Retype each entry. Leave nothing out.

PROVIDED ENTRIES below:

PR #187, opened 2018-08-17
Copy and paste sample

AlexJerabek:
A sample showcasing Range.copyFrom(), aka copy and paste.

### DIFF
--- a/samples/excel/89-preview-apis/range-copyfrom.yaml
+++ b/samples/excel/89-preview-apis/range-copyfrom.yaml
@@ -1,6 +1,6 @@
 id: excel-range=copyfrom
 name: Copy and paste ranges
-description: Use the range.copyFrom method to copy data and formatting.
+description: Use the Range.copyFrom method to copy data and formatting.
 host: EXCEL
 api_set:
     ExcelAPI: 1.8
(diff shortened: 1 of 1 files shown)


samples/excel/89-preview-apis/range-copyfrom.yaml
```diff
@@ -0,0 +1,194 @@
...
+            await Excel.run(async (context) => {
+                const sheet = context.workbook.worksheets.getItem("Sample");
+                sheet.getRange("F6").values = [["Copied Without Blanks"]];
+                sheet.getRange("F6").format.autofitColumns();
+
+                // fill the destination range so we can see the blank being skipped
+                sheet.getRange("G6:K6").values = [["Old Data", "Old Data", "Old Data", "Old Data", "Old Data"]]
+
+                // copy a range, omitting the blank cells so existing data is not overwritten in those cells
+                sheet.getRange("G6").copyFrom("A1:E1", Excel.RangeCopyType.all, true, false);
```
Rick-Kirkham: Since Boolean parameters aren't self-documenting its a good idea to put the parameter name in an inline comment. So this line would read:
`eet.getRange("G6").copyFrom("A1:E1", Excel.RangeCopyType.all, true /* skipBlanks */, false /* transpose */); `

PR #190, opened 2018-08-23
Script lab linking

AlexJerabek:


playlists/excel.yaml
```diff
@@ -526,8 +526,8 @@
   fileName: refresh-pivot-table.yaml
   description: Refresh pivot table
   rawUrl: >-
-    https://raw.githubusercontent.com/<ACCOUNT>/<REPO>/<BRANCH>/samples/excel/55-pivot-table/refresh-pivot-table.yaml
-  group: Pivot Table
+    https://raw.githubusercontent.com/<ACCOUNT>/<REPO>/<BRANCH>/samples/excel/55-pivottable/refresh-pivot-table.yaml
+  group: Pivottable
```
kbrandl: Interesting that this got changed to "Pivottable" (lowercase "t") by the build script, as it seems like (IIRC) the value of the `Group` attribute is what is displayed in the samples menu. Suggest that you verify the Samples menu (in Script Lab beta) once you merge this PR to master.  If the value there is "Pivottable", then the fact that the build script changed this attribute value like this (i.e., to no longer be camel-cased) seems like a bug in the build script that we should fix.

AlexJerabek: @kbrandl Yeah, is displays as "Pivottable" in the samples menu. I think it's because the folder name isn't camel-cased, but the script doesn't allow non-lowercased folder names. Should I change that?

PR #204, opened 2018-09-10
Correcting sample to follow product team guidance

AlexJerabek:
Here's the email text from Jipeng:

@Alexander Jerabek For the createworkbook API, the context.application.createWorkbook().open(); is not suggested to be used by user.

Instead we have changed to the following way, where can we put the documentation? Thanks.

Excel.createWorkbook(base64).catch(function (error) {
                app.showNotification(error.code, error.message);
                if (error instanceof OfficeExtension.Error) {
                    app.showNotification("Debug info: ", JSON.stringify(error.debugInfo));
                }
            });

### DIFF
--- a/samples/excel/82-document/get-file-in-slices-async.yaml
+++ b/samples/excel/82-document/get-file-in-slices-async.yaml
@@ -83,11 +83,11 @@ script:
             }
         }
 
-        // Note: this function uses preview APIs. Switch to the beta libraries to use Application.createWorkbook().
+        // Note: this function uses preview APIs. Switch to the beta libraries to use CreateWorkbook().
         async function newWorkbookFromFile() {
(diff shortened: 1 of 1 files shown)


AlexJerabek:
@Rick-Kirkham The Travis-ci check has been pending for hours. Is there a way to kick that off again? Alternatively, is there a way to set a stricter timeout? I believe Travis times out on DefinitelyTyped in ~15 minutes.

Rick-Kirkham:
@AlexJerabek All I know about it is this line from the readme for this repo: "Once it a while, the online test fails when the local test passed. This is usually a bug in the online test service. If this happens, cancel the pull request, wait a few hours, and then repeat the steps for creating a pull request."

PR #213, opened 2018-10-09
Adding event snippet to mapping and running npm start

AlexJerabek:
FYI, a lot of this code churn is due to alphabetizing the excel file.


AlexJerabek:
Here's the excel file addition:


Class | Method/Prop/Rel Name | SnippetIdIntheYAMLFile | MethodNameInTheSnippet
-- | -- | -- | --
Runtime | enableEvents | excel-events-disable-events | toggleEvents

PR #216, opened 2018-10-24
Fix for jQuery Intellisense in Script Lab

nico-bellante:
This is a short-term fix for [script-lab-react](https://github.com/OfficeDev/script-lab-react), and a fix for [script-lab](https://github.com/OfficeDev/script-lab).

This issue, documented [here](https://github.com/OfficeDev/script-lab-react/issues/170), stems from jQuery changing its types to be split out into multiple files instead of just one `index.d.ts` file. Script Lab currently assumes all types will be in the `index.d.ts` file and does not properly handle triple slash references.

image

This change sets all samples to explicitly request `@types/jQuery@3.1.1` instead of leaving the version blank and defaulting to the latest version in which these breaking changes for Script Lab occur.

### DIFF
--- a/private-samples/excel/20-chart/chart-title-js.yaml
+++ b/private-samples/excel/20-chart/chart-title-js.yaml
@@ -149,4 +149,4 @@ libraries: |
     @types/office-js
     @types/core-js
     @microsoft/office-js-helpers@0.7.4/dist/office.helpers.d.ts
-    @types/jquery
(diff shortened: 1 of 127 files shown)


Zlatkovsky:
@AlexJerabek , could you create a PR for Master->Prod, assuming that master is in a good shape to move to Prod?  Or, if not, cherry-pick this commit onto the prod branch?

End of PROVIDED ENTRIES.

- EXERCISE ANSWER:
PR #187, opened 2018-08-17
Copy and paste sample

AlexJerabek:
A sample showcasing Range.copyFrom(), aka copy and paste.

### DIFF
--- a/samples/excel/89-preview-apis/range-copyfrom.yaml
+++ b/samples/excel/89-preview-apis/range-copyfrom.yaml
@@ -1,6 +1,6 @@
 id: excel-range=copyfrom
 name: Copy and paste ranges
-description: Use the range.copyFrom method to copy data and formatting.
+description: Use the Range.copyFrom method to copy data and formatting.
 host: EXCEL
 api_set:
     ExcelAPI: 1.8
(diff shortened: 1 of 1 files shown)


samples/excel/89-preview-apis/range-copyfrom.yaml
```diff
@@ -0,0 +1,194 @@
...
+            await Excel.run(async (context) => {
+                const sheet = context.workbook.worksheets.getItem("Sample");
+                sheet.getRange("F6").values = [["Copied Without Blanks"]];
+                sheet.getRange("F6").format.autofitColumns();
+
+                // fill the destination range so we can see the blank being skipped
+                sheet.getRange("G6:K6").values = [["Old Data", "Old Data", "Old Data", "Old Data", "Old Data"]]
+
+                // copy a range, omitting the blank cells so existing data is not overwritten in those cells
+                sheet.getRange("G6").copyFrom("A1:E1", Excel.RangeCopyType.all, true, false);
```
Rick-Kirkham: Since Boolean parameters aren't self-documenting its a good idea to put the parameter name in an inline comment. So this line would read:
`eet.getRange("G6").copyFrom("A1:E1", Excel.RangeCopyType.all, true /* skipBlanks */, false /* transpose */); `

PR #190, opened 2018-08-23
Script lab linking

AlexJerabek:


playlists/excel.yaml
```diff
@@ -526,8 +526,8 @@
   fileName: refresh-pivot-table.yaml
   description: Refresh pivot table
   rawUrl: >-
-    https://raw.githubusercontent.com/<ACCOUNT>/<REPO>/<BRANCH>/samples/excel/55-pivot-table/refresh-pivot-table.yaml
-  group: Pivot Table
+    https://raw.githubusercontent.com/<ACCOUNT>/<REPO>/<BRANCH>/samples/excel/55-pivottable/refresh-pivot-table.yaml
+  group: Pivottable
```
kbrandl: Interesting that this got changed to "Pivottable" (lowercase "t") by the build script, as it seems like (IIRC) the value of the `Group` attribute is what is displayed in the samples menu. Suggest that you verify the Samples menu (in Script Lab beta) once you merge this PR to master.  If the value there is "Pivottable", then the fact that the build script changed this attribute value like this (i.e., to no longer be camel-cased) seems like a bug in the build script that we should fix.

AlexJerabek: @kbrandl Yeah, is displays as "Pivottable" in the samples menu. I think it's because the folder name isn't camel-cased, but the script doesn't allow non-lowercased folder names. Should I change that?

PR #204, opened 2018-09-10
Correcting sample to follow product team guidance

AlexJerabek:
Here's the email text from Jipeng:

@Alexander Jerabek For the createworkbook API, the context.application.createWorkbook().open(); is not suggested to be used by user.

Instead we have changed to the following way, where can we put the documentation? Thanks.

Excel.createWorkbook(base64).catch(function (error) {
                app.showNotification(error.code, error.message);
                if (error instanceof OfficeExtension.Error) {
                    app.showNotification("Debug info: ", JSON.stringify(error.debugInfo));
                }
            });

### DIFF
--- a/samples/excel/82-document/get-file-in-slices-async.yaml
+++ b/samples/excel/82-document/get-file-in-slices-async.yaml
@@ -83,11 +83,11 @@ script:
             }
         }
 
-        // Note: this function uses preview APIs. Switch to the beta libraries to use Application.createWorkbook().
+        // Note: this function uses preview APIs. Switch to the beta libraries to use CreateWorkbook().
         async function newWorkbookFromFile() {
(diff shortened: 1 of 1 files shown)


AlexJerabek:
@Rick-Kirkham The Travis-ci check has been pending for hours. Is there a way to kick that off again? Alternatively, is there a way to set a stricter timeout? I believe Travis times out on DefinitelyTyped in ~15 minutes.

Rick-Kirkham:
@AlexJerabek All I know about it is this line from the readme for this repo: "Once it a while, the online test fails when the local test passed. This is usually a bug in the online test service. If this happens, cancel the pull request, wait a few hours, and then repeat the steps for creating a pull request."

PR #213, opened 2018-10-09
Adding event snippet to mapping and running npm start

AlexJerabek:
FYI, a lot of this code churn is due to alphabetizing the excel file.


AlexJerabek:
Here's the excel file addition:


Class | Method/Prop/Rel Name | SnippetIdIntheYAMLFile | MethodNameInTheSnippet
-- | -- | -- | --
Runtime | enableEvents | excel-events-disable-events | toggleEvents

PR #216, opened 2018-10-24
Fix for jQuery Intellisense in Script Lab

nico-bellante:
This is a short-term fix for [script-lab-react](https://github.com/OfficeDev/script-lab-react), and a fix for [script-lab](https://github.com/OfficeDev/script-lab).

This issue, documented [here](https://github.com/OfficeDev/script-lab-react/issues/170), stems from jQuery changing its types to be split out into multiple files instead of just one `index.d.ts` file. Script Lab currently assumes all types will be in the `index.d.ts` file and does not properly handle triple slash references.

image

This change sets all samples to explicitly request `@types/jQuery@3.1.1` instead of leaving the version blank and defaulting to the latest version in which these breaking changes for Script Lab occur.

### DIFF
--- a/private-samples/excel/20-chart/chart-title-js.yaml
+++ b/private-samples/excel/20-chart/chart-title-js.yaml
@@ -149,4 +149,4 @@ libraries: |
     @types/office-js
     @types/core-js
     @microsoft/office-js-helpers@0.7.4/dist/office.helpers.d.ts
-    @types/jquery
(diff shortened: 1 of 127 files shown)


Zlatkovsky:
@AlexJerabek , could you create a PR for Master->Prod, assuming that master is in a good shape to move to Prod?  Or, if not, cherry-pick this commit onto the prod branch?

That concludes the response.